**The problem:**
Find out how many lines in the records have the string "much" in them, and state only that number.

**Task data:**
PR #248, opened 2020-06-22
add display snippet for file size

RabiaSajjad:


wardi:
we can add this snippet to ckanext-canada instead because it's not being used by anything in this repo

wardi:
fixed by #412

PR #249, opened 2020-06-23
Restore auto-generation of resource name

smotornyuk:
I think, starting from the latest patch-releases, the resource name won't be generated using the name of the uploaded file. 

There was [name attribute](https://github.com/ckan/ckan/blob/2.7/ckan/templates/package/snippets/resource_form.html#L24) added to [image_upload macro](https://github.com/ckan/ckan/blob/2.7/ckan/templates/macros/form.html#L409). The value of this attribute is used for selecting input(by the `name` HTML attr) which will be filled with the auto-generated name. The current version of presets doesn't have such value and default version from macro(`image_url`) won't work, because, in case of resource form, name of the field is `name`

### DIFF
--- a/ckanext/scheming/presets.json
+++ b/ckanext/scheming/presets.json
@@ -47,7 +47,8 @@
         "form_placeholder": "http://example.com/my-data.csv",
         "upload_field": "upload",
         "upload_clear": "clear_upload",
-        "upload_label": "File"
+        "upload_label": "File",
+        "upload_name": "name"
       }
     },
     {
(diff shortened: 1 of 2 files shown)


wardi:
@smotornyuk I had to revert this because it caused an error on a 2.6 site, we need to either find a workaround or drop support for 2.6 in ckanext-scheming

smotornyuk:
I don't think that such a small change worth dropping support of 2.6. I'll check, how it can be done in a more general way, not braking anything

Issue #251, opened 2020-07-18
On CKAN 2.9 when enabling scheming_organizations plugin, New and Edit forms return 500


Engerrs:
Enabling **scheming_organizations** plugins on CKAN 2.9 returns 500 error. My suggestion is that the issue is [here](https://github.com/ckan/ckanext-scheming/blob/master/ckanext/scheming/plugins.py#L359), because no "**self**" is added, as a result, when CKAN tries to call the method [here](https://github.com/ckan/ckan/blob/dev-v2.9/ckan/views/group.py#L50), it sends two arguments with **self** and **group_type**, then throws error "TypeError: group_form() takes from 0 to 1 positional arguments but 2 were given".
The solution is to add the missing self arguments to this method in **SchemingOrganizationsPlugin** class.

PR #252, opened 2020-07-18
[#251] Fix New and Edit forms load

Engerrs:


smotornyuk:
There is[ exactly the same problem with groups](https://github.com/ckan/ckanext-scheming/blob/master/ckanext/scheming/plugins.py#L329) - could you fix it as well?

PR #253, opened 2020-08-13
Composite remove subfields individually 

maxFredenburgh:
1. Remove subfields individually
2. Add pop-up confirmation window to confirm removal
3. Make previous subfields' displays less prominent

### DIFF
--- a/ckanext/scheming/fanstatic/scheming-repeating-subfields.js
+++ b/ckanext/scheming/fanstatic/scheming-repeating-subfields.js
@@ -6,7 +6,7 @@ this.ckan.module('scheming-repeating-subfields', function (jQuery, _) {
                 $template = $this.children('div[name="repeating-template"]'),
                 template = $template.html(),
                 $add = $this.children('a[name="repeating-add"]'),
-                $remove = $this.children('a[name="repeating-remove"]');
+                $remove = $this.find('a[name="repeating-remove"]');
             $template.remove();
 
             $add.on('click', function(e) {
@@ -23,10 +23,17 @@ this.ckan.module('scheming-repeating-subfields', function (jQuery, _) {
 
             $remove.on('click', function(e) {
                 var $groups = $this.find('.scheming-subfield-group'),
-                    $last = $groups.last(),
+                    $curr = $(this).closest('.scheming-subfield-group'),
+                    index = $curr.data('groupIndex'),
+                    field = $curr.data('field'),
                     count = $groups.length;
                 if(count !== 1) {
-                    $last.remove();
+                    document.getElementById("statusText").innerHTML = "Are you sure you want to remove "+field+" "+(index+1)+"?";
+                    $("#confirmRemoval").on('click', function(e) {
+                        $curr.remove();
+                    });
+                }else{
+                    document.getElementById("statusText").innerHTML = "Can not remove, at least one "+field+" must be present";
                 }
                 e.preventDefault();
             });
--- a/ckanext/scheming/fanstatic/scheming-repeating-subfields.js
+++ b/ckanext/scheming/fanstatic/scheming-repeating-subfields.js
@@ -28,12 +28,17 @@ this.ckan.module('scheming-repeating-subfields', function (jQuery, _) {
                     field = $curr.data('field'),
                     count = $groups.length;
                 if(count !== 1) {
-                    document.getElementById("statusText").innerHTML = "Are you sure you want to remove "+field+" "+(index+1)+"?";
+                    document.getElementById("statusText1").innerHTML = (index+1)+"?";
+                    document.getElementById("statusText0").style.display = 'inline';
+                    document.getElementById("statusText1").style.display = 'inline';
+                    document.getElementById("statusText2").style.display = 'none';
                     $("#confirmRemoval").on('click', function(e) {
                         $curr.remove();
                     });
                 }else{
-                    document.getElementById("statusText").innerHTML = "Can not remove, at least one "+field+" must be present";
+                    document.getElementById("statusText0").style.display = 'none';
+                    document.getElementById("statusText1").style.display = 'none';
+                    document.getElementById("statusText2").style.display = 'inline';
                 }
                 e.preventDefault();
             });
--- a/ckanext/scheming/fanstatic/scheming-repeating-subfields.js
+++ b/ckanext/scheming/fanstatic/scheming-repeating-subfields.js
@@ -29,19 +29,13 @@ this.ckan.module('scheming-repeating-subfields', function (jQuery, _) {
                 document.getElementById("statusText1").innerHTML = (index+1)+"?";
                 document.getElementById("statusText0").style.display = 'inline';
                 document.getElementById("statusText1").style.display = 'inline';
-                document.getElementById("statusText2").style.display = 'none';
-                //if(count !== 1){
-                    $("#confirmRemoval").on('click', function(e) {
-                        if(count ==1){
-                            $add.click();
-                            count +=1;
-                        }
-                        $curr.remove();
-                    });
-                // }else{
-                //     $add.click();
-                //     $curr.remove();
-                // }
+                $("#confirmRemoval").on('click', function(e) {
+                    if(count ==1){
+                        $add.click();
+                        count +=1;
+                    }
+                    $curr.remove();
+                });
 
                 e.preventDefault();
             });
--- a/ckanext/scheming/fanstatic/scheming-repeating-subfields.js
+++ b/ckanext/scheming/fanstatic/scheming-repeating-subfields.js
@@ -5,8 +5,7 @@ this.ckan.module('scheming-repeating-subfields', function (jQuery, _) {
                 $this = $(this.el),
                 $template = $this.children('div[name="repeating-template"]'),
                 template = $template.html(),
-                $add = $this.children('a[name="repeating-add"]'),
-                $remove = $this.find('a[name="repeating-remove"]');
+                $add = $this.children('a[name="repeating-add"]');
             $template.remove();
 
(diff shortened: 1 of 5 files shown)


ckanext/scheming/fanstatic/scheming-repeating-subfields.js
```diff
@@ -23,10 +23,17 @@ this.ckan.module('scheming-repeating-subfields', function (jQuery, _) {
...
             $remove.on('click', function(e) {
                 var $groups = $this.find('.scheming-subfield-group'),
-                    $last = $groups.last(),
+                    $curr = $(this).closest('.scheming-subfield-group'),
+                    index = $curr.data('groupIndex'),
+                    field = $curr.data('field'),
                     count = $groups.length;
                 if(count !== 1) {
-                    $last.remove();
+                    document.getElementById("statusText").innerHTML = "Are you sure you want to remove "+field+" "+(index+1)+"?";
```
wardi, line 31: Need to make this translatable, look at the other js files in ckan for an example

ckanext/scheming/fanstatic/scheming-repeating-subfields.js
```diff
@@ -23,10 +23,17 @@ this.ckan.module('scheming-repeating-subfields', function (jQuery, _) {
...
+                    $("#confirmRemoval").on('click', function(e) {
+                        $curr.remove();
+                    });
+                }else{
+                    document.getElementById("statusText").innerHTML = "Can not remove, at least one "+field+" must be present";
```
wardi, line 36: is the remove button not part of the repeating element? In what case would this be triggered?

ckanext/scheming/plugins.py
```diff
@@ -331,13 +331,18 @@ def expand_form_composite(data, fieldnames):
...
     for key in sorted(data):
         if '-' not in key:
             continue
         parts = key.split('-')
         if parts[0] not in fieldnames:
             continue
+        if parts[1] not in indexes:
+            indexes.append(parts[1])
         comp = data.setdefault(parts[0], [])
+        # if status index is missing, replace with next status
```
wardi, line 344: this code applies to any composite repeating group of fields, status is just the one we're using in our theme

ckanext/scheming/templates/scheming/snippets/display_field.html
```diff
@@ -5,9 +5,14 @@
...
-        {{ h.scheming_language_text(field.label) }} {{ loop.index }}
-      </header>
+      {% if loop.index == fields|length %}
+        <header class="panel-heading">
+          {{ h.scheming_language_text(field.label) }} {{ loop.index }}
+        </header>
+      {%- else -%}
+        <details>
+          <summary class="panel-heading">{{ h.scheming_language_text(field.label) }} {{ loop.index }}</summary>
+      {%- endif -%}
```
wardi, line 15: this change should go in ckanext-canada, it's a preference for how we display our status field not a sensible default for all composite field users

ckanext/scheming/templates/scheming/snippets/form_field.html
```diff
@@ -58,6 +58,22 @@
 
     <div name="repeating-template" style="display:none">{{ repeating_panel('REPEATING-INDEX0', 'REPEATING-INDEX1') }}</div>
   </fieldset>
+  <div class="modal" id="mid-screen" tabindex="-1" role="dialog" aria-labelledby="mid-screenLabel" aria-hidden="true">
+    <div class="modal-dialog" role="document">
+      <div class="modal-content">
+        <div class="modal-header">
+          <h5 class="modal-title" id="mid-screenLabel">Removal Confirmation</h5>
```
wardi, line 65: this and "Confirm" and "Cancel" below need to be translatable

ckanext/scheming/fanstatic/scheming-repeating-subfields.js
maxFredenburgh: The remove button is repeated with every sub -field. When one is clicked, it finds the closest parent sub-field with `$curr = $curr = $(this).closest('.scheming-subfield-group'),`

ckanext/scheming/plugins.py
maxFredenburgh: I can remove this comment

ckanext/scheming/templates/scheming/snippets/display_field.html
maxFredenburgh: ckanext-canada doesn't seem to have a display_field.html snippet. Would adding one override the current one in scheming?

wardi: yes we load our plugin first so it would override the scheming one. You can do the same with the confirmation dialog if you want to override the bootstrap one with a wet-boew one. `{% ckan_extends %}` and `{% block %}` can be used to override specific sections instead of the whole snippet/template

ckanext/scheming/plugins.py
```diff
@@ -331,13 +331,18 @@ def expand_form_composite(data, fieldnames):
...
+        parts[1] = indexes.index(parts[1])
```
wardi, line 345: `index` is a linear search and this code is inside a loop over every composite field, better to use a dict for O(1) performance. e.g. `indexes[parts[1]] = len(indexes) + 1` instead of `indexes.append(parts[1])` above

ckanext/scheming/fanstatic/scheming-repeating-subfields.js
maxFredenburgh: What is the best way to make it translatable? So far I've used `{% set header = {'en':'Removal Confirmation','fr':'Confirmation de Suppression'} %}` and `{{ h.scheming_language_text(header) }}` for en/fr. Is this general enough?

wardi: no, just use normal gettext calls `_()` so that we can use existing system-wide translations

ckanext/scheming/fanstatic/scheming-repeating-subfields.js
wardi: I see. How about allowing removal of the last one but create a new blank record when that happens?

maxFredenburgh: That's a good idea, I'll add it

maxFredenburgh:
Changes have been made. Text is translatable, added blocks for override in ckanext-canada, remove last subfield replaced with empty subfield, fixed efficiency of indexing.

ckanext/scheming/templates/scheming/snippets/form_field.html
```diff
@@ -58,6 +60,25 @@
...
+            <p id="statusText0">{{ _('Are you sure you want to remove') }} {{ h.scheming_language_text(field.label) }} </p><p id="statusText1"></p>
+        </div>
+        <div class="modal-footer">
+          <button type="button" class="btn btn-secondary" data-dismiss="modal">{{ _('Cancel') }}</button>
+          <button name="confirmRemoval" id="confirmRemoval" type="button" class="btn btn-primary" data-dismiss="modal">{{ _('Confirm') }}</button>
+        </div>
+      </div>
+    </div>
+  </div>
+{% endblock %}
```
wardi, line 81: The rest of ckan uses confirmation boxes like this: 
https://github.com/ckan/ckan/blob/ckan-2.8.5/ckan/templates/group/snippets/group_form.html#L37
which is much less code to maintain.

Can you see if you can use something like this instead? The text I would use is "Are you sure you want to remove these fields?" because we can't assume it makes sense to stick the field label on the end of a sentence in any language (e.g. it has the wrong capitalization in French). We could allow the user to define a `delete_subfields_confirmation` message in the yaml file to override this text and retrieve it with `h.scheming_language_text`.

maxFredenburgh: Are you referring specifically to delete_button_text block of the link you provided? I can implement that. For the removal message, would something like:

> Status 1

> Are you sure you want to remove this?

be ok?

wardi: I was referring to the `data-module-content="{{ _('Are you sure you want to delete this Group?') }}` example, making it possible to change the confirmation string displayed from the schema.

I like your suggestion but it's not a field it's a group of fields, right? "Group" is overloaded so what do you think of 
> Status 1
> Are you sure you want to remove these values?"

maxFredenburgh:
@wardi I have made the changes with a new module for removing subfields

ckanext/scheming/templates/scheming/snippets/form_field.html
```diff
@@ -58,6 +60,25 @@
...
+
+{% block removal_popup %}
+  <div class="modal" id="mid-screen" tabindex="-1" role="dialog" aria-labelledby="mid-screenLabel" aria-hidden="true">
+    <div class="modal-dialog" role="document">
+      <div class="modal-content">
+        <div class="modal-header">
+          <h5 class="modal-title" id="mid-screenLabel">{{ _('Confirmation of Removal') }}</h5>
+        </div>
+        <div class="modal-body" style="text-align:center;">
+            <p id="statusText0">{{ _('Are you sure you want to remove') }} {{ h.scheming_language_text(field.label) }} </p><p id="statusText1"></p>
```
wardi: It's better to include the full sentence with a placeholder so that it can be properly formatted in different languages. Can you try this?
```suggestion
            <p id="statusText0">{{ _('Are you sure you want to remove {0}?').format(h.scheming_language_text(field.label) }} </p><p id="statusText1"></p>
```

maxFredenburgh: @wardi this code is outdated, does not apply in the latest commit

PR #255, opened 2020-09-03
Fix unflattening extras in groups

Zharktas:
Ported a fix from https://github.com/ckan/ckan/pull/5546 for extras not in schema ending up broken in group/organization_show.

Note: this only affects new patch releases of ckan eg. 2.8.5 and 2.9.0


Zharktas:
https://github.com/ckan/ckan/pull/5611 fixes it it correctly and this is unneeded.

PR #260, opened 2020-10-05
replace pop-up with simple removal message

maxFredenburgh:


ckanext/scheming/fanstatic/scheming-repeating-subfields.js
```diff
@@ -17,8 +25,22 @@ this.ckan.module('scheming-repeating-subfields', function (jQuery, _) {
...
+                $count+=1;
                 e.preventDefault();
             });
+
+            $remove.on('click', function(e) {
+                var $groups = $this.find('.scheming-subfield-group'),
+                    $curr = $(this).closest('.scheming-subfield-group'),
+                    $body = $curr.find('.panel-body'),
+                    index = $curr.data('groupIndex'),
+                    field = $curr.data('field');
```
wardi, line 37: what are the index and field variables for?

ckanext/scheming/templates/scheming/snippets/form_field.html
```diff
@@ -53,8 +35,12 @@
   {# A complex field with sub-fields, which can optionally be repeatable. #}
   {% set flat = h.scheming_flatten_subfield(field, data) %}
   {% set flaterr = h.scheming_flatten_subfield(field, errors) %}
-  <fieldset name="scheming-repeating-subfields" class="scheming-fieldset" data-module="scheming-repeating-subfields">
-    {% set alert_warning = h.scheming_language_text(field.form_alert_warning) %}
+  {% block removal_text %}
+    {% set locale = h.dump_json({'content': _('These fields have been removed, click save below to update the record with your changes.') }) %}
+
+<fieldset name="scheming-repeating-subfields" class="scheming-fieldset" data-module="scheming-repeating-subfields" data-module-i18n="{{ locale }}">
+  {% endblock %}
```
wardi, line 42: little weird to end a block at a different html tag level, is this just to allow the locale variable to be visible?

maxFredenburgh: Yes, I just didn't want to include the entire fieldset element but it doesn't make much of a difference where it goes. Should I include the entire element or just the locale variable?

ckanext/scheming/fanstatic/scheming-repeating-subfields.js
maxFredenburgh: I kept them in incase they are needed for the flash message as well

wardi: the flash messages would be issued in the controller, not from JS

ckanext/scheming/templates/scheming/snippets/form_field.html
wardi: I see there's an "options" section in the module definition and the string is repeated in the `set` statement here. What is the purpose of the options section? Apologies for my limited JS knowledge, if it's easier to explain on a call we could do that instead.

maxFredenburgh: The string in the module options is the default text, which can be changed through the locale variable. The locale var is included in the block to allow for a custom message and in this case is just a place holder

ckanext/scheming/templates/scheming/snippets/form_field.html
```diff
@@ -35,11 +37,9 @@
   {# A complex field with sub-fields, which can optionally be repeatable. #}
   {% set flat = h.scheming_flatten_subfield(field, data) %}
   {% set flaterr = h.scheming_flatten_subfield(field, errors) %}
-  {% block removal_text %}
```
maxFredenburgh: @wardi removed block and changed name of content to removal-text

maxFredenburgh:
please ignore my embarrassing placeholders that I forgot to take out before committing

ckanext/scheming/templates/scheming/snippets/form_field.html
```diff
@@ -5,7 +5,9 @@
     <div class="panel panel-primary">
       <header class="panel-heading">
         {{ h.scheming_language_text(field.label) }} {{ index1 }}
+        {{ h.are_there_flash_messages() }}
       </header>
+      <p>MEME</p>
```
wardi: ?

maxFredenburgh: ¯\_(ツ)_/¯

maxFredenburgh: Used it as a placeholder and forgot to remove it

**Written response:**
2